Use this pattern for every tool that reads product state, writes product state, or returns values used by downstream code.

Architecture Shape

LayerResponsibility
Zod input schemavalidate model arguments before execution
Zod output schemavalidate tool result before it is serialized
tool executecall product services and return typed states
runnermap expected states and thrown errors to product responses
testscall tools directly with valid and invalid arguments

Code Example

import { createTool } from "@anvia/core";
import { z } from "zod";

const lookupOrderOutput = z.discriminatedUnion("status", [
  z.object({
    status: z.literal("found"),
    orderId: z.string(),
    fulfillmentStatus: z.enum(["processing", "shipped", "delivered"]),
  }),
  z.object({
    status: z.literal("not_found"),
    orderId: z.string(),
  }),
  z.object({
    status: z.literal("blocked"),
    reason: z.literal("access_denied"),
  }),
]);

export function createLookupOrderTool(scope: OrderToolScope) {
  return createTool({
    name: "lookup_order",
    description: "Look up one order owned by the current customer.",
    input: z.object({
      orderId: z.string().min(1),
    }),
    output: lookupOrderOutput,
    async execute({ orderId }) {
      const allowed = await scope.orders.canRead({
        userId: scope.userId,
        tenantId: scope.tenantId,
        orderId,
      });

      if (!allowed) {
        return { status: "blocked" as const, reason: "access_denied" as const };
      }

      const order = await scope.orders.find(orderId);

      if (!order) {
        return { status: "not_found" as const, orderId };
      }

      return {
        status: "found" as const,
        orderId,
        fulfillmentStatus: order.fulfillmentStatus,
      };
    },
  });
}

Expected States vs Errors

SituationReturn stateThrow
record not foundyesno
user lacks access and the model can continue safelyyesno
malformed model argumentsschema handles itno
database unavailablenoyes
invariant violatednoyes
downstream service timeoutnoyes

Expected states are useful model input. Unexpected failures belong to the runner, logs, retries, or product error boundary.

Direct Tool Tests

const tool = createLookupOrderTool({
  userId: "user_123",
  tenantId: "tenant_123",
  orders: fakeOrders,
});

const result = await tool.call({ orderId: "A-100" });

expect(result).toEqual({
  status: "found",
  orderId: "A-100",
  fulfillmentStatus: "shipped",
});

Use ToolSet.call(...) when you want to exercise JSON parsing and serialized output.

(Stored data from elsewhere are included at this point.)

PR #243, opened 2020-06-12
setup GitHub Actions

StrikerRUS:
Hmm, seems that Actions can be triggered even without config in the `master` branch:

image

One more step is to make passing tests at GitHub Actions for PRs **required**. Refer to https://github.com/microsoft/LightGBM/pull/3119#discussion_r432846447


.github/workflows/main.yml
```diff
@@ -0,0 +1,54 @@
...
+          fetch-depth: 5
+      - name: Setup Python ${{ matrix.python }}
+        uses: actions/setup-python@v2
+        with:
+          python-version: ${{ matrix.python }}
+      - name: Setup dependencies and run tests
+        run: |
+          if [[ "${{ matrix.lang }}" == "API" ]]; then
+              export TEST="API";
+              export COVERALLS_REPO_TOKEN="COVERALLS TOKEN FOR M2CGEN";
```
StrikerRUS, line 41: FIXME

.github/workflows/main.yml
```diff
@@ -0,0 +1,54 @@
...
+          else
+              export TEST="E2E";
+              export LC_ALL="en_US.UTF-8";
+              sudo locale-gen $LC_ALL;
+              sudo update-locale;
```
StrikerRUS, line 46: Workaround for
```
process terminated. infinite recursion during resource lookup within system.private.corelib.
```
https://github.com/dotnet/runtime/issues/32510

.github/workflows/main.yml
izeigerman: I'm not quite sure how to overcome this. It doesn't seem to be a good idea to expose the API token and make it a part of the publicly available source code. Or am I missing something?

izeigerman: Shall we use a Coveralls action (https://github.com/marketplace/actions/coveralls-github-action) instead of manually invoking the `coveralls` binary in the `test.sh` script?

StrikerRUS:
Oh, I just noticed that the Action with R language takes more than 2 hours (all other Actions take approximately the same time as they do at Travis)! It looks like either Travis has better CPUs or Rscript conflicts with some installed software in GitHub Actions image.

StrikerRUS:
I'm pretty sure we should use Coveralls Action instead of manual invocation in bash script. But unfortunately, I have no experience with it.

Speaking about the Travis, the only reason I see to keep it is even more parallel jobs (possibly later with greater number of supported languages and models). Maybe we can run `r_lang` job at Travis as it takes much less time there? Or it is overkill?..

izeigerman:
> Maybe we can run r_lang job at Travis as it takes much less time there? Or it is overkill?.

That's actually a very interesting idea, tough I'd rather prefer to have a consistent and uniform environment for all our tests. We should keep this in mind.

> I'm pretty sure we should use Coveralls Action instead of manual invocation in bash script.

I'll take a look into this one

StrikerRUS:
So, we are removing Travis config for now (after migrating to Coveralls Action), right?

Also, please don't forget to make GitHub Actions checks required: https://github.com/BayesWitnesses/m2cgen/pull/243#issue-433916764.

One more frustrating thing is that each time config (matrix or jobs name) changes, you need to go to repo settings and update the list of required checks. Refer to https://github.com/microsoft/LightGBM/pull/3188#issuecomment-657270592 (paragraph starting with `GitHub Actions uses ...`). For example, #262 changes the set of jobs in matrix which means you'll need to update required checks.

izeigerman:
> So, we are removing Travis config for now (after migrating to Coveralls Action), right?

Yeah, let's do that.

StrikerRUS:
> tough I'd rather prefer to have a consistent and uniform environment for all our tests.

BTW, we can use [our Docker](https://github.com/BayesWitnesses/m2cgen/blob/master/Dockerfile) file for that purpose.

PR #253, opened 2020-06-23
added test for version CLI argument

StrikerRUS:


tests/test_cli.py
```diff
@@ -74,6 +74,16 @@ def test_language_is_required(mocked_exit):
     mocked_exit.assert_called_with(2)
 
 
+@mock.patch.object(sys, "exit")
+def test_version(mocked_exit):
```
izeigerman, line 78: I'm not sure why do we need the `mocked_exit` fixture here though. It doesn't seem to be used.

StrikerRUS: Yeah, I was thinking so too! But without this mock test fails with 
```
self = ArgumentParser(prog='m2cgen', usage=None, description='Generate code in native language for provided model.', formatter_class=<class 'argparse.HelpFormatter'>, conflict_handler='error', add_help=True)
status = 0, message = None

    def exit(self, status=0, message=None):
        if message:
            self._print_message(message, _sys.stderr)
>       _sys.exit(status)
E       SystemExit: 0

/opt/python/3.6.7/lib/python3.6/argparse.py:2380: SystemExit
```

See my [initial commit](https://github.com/BayesWitnesses/m2cgen/pull/253/commits/d76192cf1c0acf2c1a8f83dfd6f6f41721d72b79) here and the [corresponding CI job](https://travis-ci.org/github/BayesWitnesses/m2cgen/jobs/701120157).

izeigerman: Got it, thanks!

PR #257, opened 2020-06-25
add base_score only when needed

StrikerRUS:
It was quite strange to see global bias in generated code for LightGBM. Also, it simplifies hence speeds up runtime.


m2cgen/assemblers/boosting.py
```diff
@@ -45,9 +45,14 @@ def _assemble_single_output(self, estimator_params,
 
         tmp_ast = utils.apply_op_to_expressions(
             ast.BinNumOpType.ADD,
-            ast.NumVal(base_score),
             *estimators_ast)
 
+        if base_score != 0.0:
```
izeigerman, line 50: This is a great idea 👍 Do you think the same logic can be applied to bias and coefficients in case of linear models? I can see how L1-regularized linear models can benefit from this greatly (relatively).

StrikerRUS: Of course, awesome proposal! But I have plans to introduce `DotProduct` expression with a fallback (very similar one to the current `linear_to_ast` function). I think I will address sparsity problems there.
https://github.com/BayesWitnesses/m2cgen/blob/ec02c727c73f5cb0dc83b13a5514a0bb1304f1ae/m2cgen/assemblers/linear.py#L225-L233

const tools = ToolSet.fromTools([tool]);

await expect(
  tools.call("lookup_order", JSON.stringify({ orderId: "" })),
).rejects.toThrow();

Runner Error Mapping

The runner should decide which failures become user-facing product errors.

try {
  const response = await agent.prompt(message).send();
  return { ok: true as const, output: response.output };
} catch (error) {
  if (isTemporaryStorageError(error)) {
    return { ok: false as const, error: "temporarily_unavailable" };
  }

  throw error;
}

Failure Modes

FailureFix
model keeps passing invalid argumentstighten description, schema descriptions, or ask for missing data first
downstream code parses prosereturn structured tool output or agent output schema
permission errors leak detailsreturn a compact blocked state or generic product error
tests only cover provider runsadd direct tool and runner tests with fakes

Test Checklist

  • Test valid inputs, invalid inputs, and missing required fields.
  • Test permission allowed and denied paths.
  • Test expected states such as not_found and blocked.
  • Test unexpected service failures at the runner boundary.
  • Inspect tool result text in traces for readability.